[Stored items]
··········

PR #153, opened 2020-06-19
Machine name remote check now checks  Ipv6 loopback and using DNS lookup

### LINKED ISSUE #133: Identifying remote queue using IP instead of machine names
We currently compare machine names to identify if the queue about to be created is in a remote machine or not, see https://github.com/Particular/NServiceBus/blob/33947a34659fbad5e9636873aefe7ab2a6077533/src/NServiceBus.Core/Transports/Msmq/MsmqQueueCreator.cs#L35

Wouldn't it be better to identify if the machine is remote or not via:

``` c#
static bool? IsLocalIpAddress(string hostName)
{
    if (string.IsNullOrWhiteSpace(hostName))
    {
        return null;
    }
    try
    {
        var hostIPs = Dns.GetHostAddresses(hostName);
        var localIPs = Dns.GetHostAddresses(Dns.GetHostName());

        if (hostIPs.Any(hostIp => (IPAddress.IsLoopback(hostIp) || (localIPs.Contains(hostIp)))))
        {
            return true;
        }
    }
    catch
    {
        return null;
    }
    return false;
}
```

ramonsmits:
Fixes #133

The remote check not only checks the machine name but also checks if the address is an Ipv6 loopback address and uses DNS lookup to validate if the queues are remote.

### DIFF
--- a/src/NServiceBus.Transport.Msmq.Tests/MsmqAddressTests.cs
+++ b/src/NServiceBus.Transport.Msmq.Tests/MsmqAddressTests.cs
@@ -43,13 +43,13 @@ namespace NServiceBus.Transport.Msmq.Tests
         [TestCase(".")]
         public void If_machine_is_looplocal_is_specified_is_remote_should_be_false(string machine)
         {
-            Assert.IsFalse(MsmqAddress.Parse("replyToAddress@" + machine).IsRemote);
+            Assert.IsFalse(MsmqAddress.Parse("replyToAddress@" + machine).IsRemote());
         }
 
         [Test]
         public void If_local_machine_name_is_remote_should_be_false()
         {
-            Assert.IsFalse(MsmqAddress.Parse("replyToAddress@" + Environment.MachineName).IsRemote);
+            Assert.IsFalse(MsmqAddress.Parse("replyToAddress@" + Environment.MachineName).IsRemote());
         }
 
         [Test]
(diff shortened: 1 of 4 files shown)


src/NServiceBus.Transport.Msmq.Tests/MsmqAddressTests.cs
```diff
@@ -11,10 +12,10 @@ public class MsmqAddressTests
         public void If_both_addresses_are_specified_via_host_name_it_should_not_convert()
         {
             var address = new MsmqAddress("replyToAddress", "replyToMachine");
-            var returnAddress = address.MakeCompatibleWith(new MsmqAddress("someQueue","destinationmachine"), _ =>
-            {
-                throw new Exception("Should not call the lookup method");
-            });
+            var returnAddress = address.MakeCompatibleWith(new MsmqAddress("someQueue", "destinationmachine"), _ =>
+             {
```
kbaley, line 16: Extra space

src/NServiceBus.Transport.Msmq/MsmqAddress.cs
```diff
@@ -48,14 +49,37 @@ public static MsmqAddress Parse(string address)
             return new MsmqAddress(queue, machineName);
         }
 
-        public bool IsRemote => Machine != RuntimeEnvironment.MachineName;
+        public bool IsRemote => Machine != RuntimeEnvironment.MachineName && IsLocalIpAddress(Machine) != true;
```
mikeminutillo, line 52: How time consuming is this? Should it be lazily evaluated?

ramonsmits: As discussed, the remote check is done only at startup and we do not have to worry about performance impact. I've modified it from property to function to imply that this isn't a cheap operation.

··········

▶ _Task to carry out_: Set down each line of the data precisely as it appears above.

▶ _Task solution_:
PR #153, opened 2020-06-19
Machine name remote check now checks  Ipv6 loopback and using DNS lookup

### LINKED ISSUE #133: Identifying remote queue using IP instead of machine names
We currently compare machine names to identify if the queue about to be created is in a remote machine or not, see https://github.com/Particular/NServiceBus/blob/33947a34659fbad5e9636873aefe7ab2a6077533/src/NServiceBus.Core/Transports/Msmq/MsmqQueueCreator.cs#L35

Wouldn't it be better to identify if the machine is remote or not via:

``` c#
static bool? IsLocalIpAddress(string hostName)
{
    if (string.IsNullOrWhiteSpace(hostName))
    {
        return null;
    }
    try
    {
        var hostIPs = Dns.GetHostAddresses(hostName);
        var localIPs = Dns.GetHostAddresses(Dns.GetHostName());

        if (hostIPs.Any(hostIp => (IPAddress.IsLoopback(hostIp) || (localIPs.Contains(hostIp)))))
        {
            return true;
        }
    }
    catch
    {
        return null;
    }
    return false;
}
```

ramonsmits:
Fixes #133

The remote check not only checks the machine name but also checks if the address is an Ipv6 loopback address and uses DNS lookup to validate if the queues are remote.

### DIFF
--- a/src/NServiceBus.Transport.Msmq.Tests/MsmqAddressTests.cs
+++ b/src/NServiceBus.Transport.Msmq.Tests/MsmqAddressTests.cs
@@ -43,13 +43,13 @@ namespace NServiceBus.Transport.Msmq.Tests
         [TestCase(".")]
         public void If_machine_is_looplocal_is_specified_is_remote_should_be_false(string machine)
         {
-            Assert.IsFalse(MsmqAddress.Parse("replyToAddress@" + machine).IsRemote);
+            Assert.IsFalse(MsmqAddress.Parse("replyToAddress@" + machine).IsRemote());
         }
 
         [Test]
         public void If_local_machine_name_is_remote_should_be_false()
         {
-            Assert.IsFalse(MsmqAddress.Parse("replyToAddress@" + Environment.MachineName).IsRemote);
+            Assert.IsFalse(MsmqAddress.Parse("replyToAddress@" + Environment.MachineName).IsRemote());
         }
 
         [Test]
(diff shortened: 1 of 4 files shown)


src/NServiceBus.Transport.Msmq.Tests/MsmqAddressTests.cs
```diff
@@ -11,10 +12,10 @@ public class MsmqAddressTests
         public void If_both_addresses_are_specified_via_host_name_it_should_not_convert()
         {
             var address = new MsmqAddress("replyToAddress", "replyToMachine");
-            var returnAddress = address.MakeCompatibleWith(new MsmqAddress("someQueue","destinationmachine"), _ =>
-            {
-                throw new Exception("Should not call the lookup method");
-            });
+            var returnAddress = address.MakeCompatibleWith(new MsmqAddress("someQueue", "destinationmachine"), _ =>
+             {
```
kbaley, line 16: Extra space

src/NServiceBus.Transport.Msmq/MsmqAddress.cs
```diff
@@ -48,14 +49,37 @@ public static MsmqAddress Parse(string address)
             return new MsmqAddress(queue, machineName);
         }
 
-        public bool IsRemote => Machine != RuntimeEnvironment.MachineName;
+        public bool IsRemote => Machine != RuntimeEnvironment.MachineName && IsLocalIpAddress(Machine) != true;
```
mikeminutillo, line 52: How time consuming is this? Should it be lazily evaluated?

ramonsmits: As discussed, the remote check is done only at startup and we do not have to worry about performance impact. I've modified it from property to function to imply that this isn't a cheap operation.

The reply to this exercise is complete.